* TASK OBJECTIVE: Write out, word for word, the part of the listing below that opens with the line containing "That would make" and closes with the line containing "Would it be", keeping both of those lines and adding no others.

* MATERIAL PROVIDED:
= = = = =

PR #402, opened 2024-05-14
Added baseline `Sorter` helper definition

oleksandr-danylchenko:
#### See - https://github.com/recogito/text-annotator-js/issues/94

In this PR I added a baseline type definition and implementation for the `Sorter` helper. 
It follows the `Filter` definition structure.

### DIFF
--- a/packages/annotorious-core/src/model/Sorter.ts
+++ b/packages/annotorious-core/src/model/Sorter.ts
@@ -1,0 +1,3 @@
+import type { Annotation } from './Annotation';
+
+export type Sorter<T extends Annotation = Annotation> = (a: T, b: T) => number;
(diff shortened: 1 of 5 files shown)


oleksandr-danylchenko:
I wasn't sure whether the `Sorter` should exactly follow the `Filter` steps. As I don't see an immediate application for it in the A9S suite 🤔. However, I suppose that the ordered overlapping might still be a valid concern even here.

packages/annotorious-core/src/model/Sorter.ts
```diff
@@ -0,0 +1,10 @@
+import type { Annotation } from './Annotation';
+
+export type Sorter<T extends Annotation = Annotation> = (a: T, b: T) => number;
+
+export const DEFAULT_ANNOTATION_SORTER: Sorter = (a, b) => {
+  const { target: { created: createdA } } = a;
+  const { target: { created: createdB } } = b;
+
+  return (createdA?.getTime() || 0) - (createdB?.getTime() || 0);
+};
```
oleksandr-danylchenko, line 10: Also, I'm not quite sure that this is an appropriate place to put the default implementation for the sorting function. But I think it's decently clear 🤷🏻‍♂️

PR #403, opened 2024-05-16
Added `modified` field handling for the `W3CAnnotationBody` parsing/serialization

oleksandr-danylchenko:
## Issue
Only the `created` lifecycle field was parsed/serialized for the `W3CAnnotationBody`, but not the [`modified`](https://arc.net/l/quote/yrqljguv). 

Also, including the raw `updated: Date` prop into the `W3CAnnotationBody` payload can lead to serialization warnings in such tools as Redux: 
image

## Changes Made
I followed the `modified` parsing/serialization pattern [that's already used](https://github.com/annotorious/annotorious/blob/98a9fa6011c3998fb46912fe6d68bd8af4b8de89/packages/annotorious/src/model/w3c/W3CImageFormatAdapter.ts#L64) for the `W3CImageAnnotation`. That includes mapping between `updated` ↔️ `modified` and exclusion of the `updated` from the w3c payload


rsimon:
Looks good, thanks!

PR #409, opened 2024-06-14
Fixed missing observers cleanup in the `.off` method

oleksandr-danylchenko:
## Issue - https://github.com/recogito/text-annotator-js/issues/107#issue-2351556561


rsimon:
Phew - thanks so much for discovering & debugging this! (And thanks for fixing the typo, too ;-)

packages/annotorious-core/src/lifecycle/Lifecycle.ts
```diff
@@ -35,8 +35,8 @@ export const createLifecyleObserver = <I extends Annotation, E extends unknown>(
     const callbacks = observers.get(event);
     if (callbacks) {
       const idx = callbacks.indexOf(callback);
-      if (idx > 0)
-        callbacks.splice(callbacks.indexOf(callback), 1);
+      if (idx !== -1)
+        callbacks.splice(idx, 1);
```
rsimon, line 39: I'm really not sure what I must have smoked that day :-D

oleksandr-danylchenko: I got shot myself with the same exact comparison more times than I would like to admit 😆

Issue #417, opened 2024-07-04
?Unexpected? `pointerEvent` removal from the `selection` upon store observation


oleksandr-danylchenko:
## Issue
In the A9S React wrapper, we observe the selection both from the `AnnotoriousContext['selection']` : 
https://github.com/annotorious/annotorious/blob/70704252789245ef17100d88ff8f54f3c48c328b/packages/annotorious-react/src/Annotorious.tsx#L67-L74
and the `store` updates:
https://github.com/annotorious/annotorious/blob/70704252789245ef17100d88ff8f54f3c48c328b/packages/annotorious-react/src/Annotorious.tsx#L76-L87
In the latter, `setSelection` updates only the `selection` prop, which dismisses the `pointerEvent` and makes in undefined.

##### (in the `text-annotator-js`)

That effect can be observed when you start selecting using the mouse and then select further using keyboard (`Shift + ←/→`):

https://github.com/annotorious/annotorious/assets/68850090/a1863f83-8ff6-4081-ac71-5b39b4847fd3

Or even when you select a longer text:

https://github.com/annotorious/annotorious/assets/68850090/5f831b23-38dd-43a1-9961-e58e8495ca7e

PR #418, opened 2024-07-04
#417 Fixed losing of the `pointerevent` during the selection

oleksandr-danylchenko:
## Changes Made
Added spreading for the selection state before updating the `selected`


rsimon:
Thanks, I think that change makes sense.

Issue #419, opened 2024-07-08
Generalize the `SelectionState` type to allow custom selection implementations


oleksandr-danylchenko:
## Context
Currently, the `SelectionState` and the `Selection` modules, in general, are designed to work exclusively with pointer-based user interactions. https://github.com/annotorious/annotorious/blob/9188ea1d73911209dcd367734e7f45f5382950e3/packages/annotorious-core/src/state/Selection.ts#L5-L10

## Issue
This is acceptable for the visual images editor, but it's limiting for the descending `@recogito/text-annotator-js`. The latter should support both the mouse and the keyboard selection simultaneously. 

When I tried adding a custom `TextSelection` module and its specific type with the `KeyboardEvent` support I stumbled into _type mismatches_ with the rest of the parent A9S infrastructure.

That's because the parent `AnnotatorState` is tightly coupled with the pointer-based `SelectionState`: https://github.com/annotorious/annotorious/blob/9188ea1d73911209dcd367734e7f45f5382950e3/packages/annotorious-core/src/model/Annotator.ts#L69-L79
And I couldn't pass my custom text selection into other A9S methods like `createLifecycleObserver`: 
https://github.com/annotorious/annotorious/blob/9188ea1d73911209dcd367734e7f45f5382950e3/packages/annotorious-core/src/lifecycle/Lifecycle.ts#L9-L10

## Suggested Changes
The `Selection` module in the `@a9s/core` may become a generic container and API requirements for the concrete selection implementations. The latter will be provided by the `ImageAnnotator`, or the `TextAnnotator`. 

That would make it similar to the [`baseRenderer`](https://github.com/recogito/text-annotator-js/blob/main/packages/text-annotator/src/highlight/baseRenderer.ts) we use in `text-annotator-js`.

The current `createSelectionState` implementation may be moved under the `ImageAnnotatorSelectionState.ts`.

rsimon:
Would it be sufficient to make the event a basic `Event` type? Or type the SelectionState with `<T extends Event>`? 

In general: I'd love to hear more about your use case. So far, I really only used the `pointerEvent` to get a screen coordinate for placing an editor popup. I guess a keyboard event wouldn't have such an option? Also, I'd be generally interested to improve the accessibility of both Annotorious and the Text Annotator, but don't really know how keyboard selection would work in either case. (For text, I assume, you still start with a pointer event, and then use `SHIFT` + arrow key to extend the selection?)

oleksandr-danylchenko:
[...]

PR #420, opened 2024-07-08
#419 Selection `event` generalization

oleksandr-danylchenko:
## Changes Made
1. Replaced the `pointerEvent` with the generic `event` that can be triggered either by the `Keyboard` or the `Pointer`.
2. Replaced `clickSelect` with `userSelect` to signify that the selection is triggered by the user-induced event, and not be tied to the "click" concept
3. Renamed `PointerSelectAction` -> `UserSelectAction`

### DIFF
--- a/docs/getting-started-image.md
+++ b/docs/getting-started-image.md
@@ -61,15 +61,15 @@ anno.on('createAnnotation', function(annotation) {
 
 ## AnnotoriousOpts
 
-| Arg                   | Type                                            | Default       |
-|-----------------------|-------------------------------------------------|---------------|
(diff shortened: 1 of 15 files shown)


rsimon:
Thanks for this! Looking good so far. One thing though: I'm not quite happy with the renaming. The original reason for naming it `pointerSelectAction` (rather than `selectAction`) was to differentiate it from programmatic selection through the application. So I guess we might call it `userSelectAction` or something?

oleksandr-danylchenko:
> So I guess we might call it userSelectAction or something?

Thanks, I like that suggestion!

= = = = =

* EXERCISE OUTPUT:
That would make it similar to the [`baseRenderer`](https://github.com/recogito/text-annotator-js/blob/main/packages/text-annotator/src/highlight/baseRenderer.ts) we use in `text-annotator-js`.

The current `createSelectionState` implementation may be moved under the `ImageAnnotatorSelectionState.ts`.

rsimon:
Would it be sufficient to make the event a basic `Event` type? Or type the SelectionState with `<T extends Event>`? 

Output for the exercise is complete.